Aim of the task → Repeat the lines from the line with "- Proper handling" to the line with "I haven't been" in the listing below, keeping both end lines and adding nothing.

* * * * * * * * *

PR #147, opened 2026-05-29
feat: add RISC-V 64-bit JIT backend

CN-TangLin:
## Description
This PR adds a complete RISC-V 64-bit (rv64) backend for the JIT compiler. 

### Key Features
- Full support for RV64 instruction set (ALU, ALU64, jumps, memory operations).
- Two-pass compilation strategy (calculating instruction sizes, then emitting machine code).
- Proper handling of BPF calling conventions and stack frame alignment.
- Added zero-division protection for `BPF_DIV` and `BPF_MOD`.
- Unified 32-bit zero-extension logic for ALU32 operations.

### Testing
- Passed existing architecture-independent tests.
- Added 20 new `#[cfg(target_arch = "riscv64")]` specific unit tests for instruction generation validation.
- Successfully integrated and tested within StarryOS (an OS kernel).

Looking forward to your review!


qmonnet (changes requested):
Hi, and thanks!

I haven't been through the code in details yet, but please:

- Drop the formatting changes from your first commit, they don't seem relevant and they make it harder to review. If they come from rustfmt, I'm OK to take them, but as a separate commit.
- Motivate the change in the second commit. Why do you need the `jit` module to be public? (The reason should also appear in the commit description)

* * * * * * * * *

Reply →
- Proper handling of BPF calling conventions and stack frame alignment.
- Added zero-division protection for `BPF_DIV` and `BPF_MOD`.
- Unified 32-bit zero-extension logic for ALU32 operations.

### Testing
- Passed existing architecture-independent tests.
- Added 20 new `#[cfg(target_arch = "riscv64")]` specific unit tests for instruction generation validation.
- Successfully integrated and tested within StarryOS (an OS kernel).

Looking forward to your review!


qmonnet (changes requested):
Hi, and thanks!

I haven't been through the code in details yet, but please:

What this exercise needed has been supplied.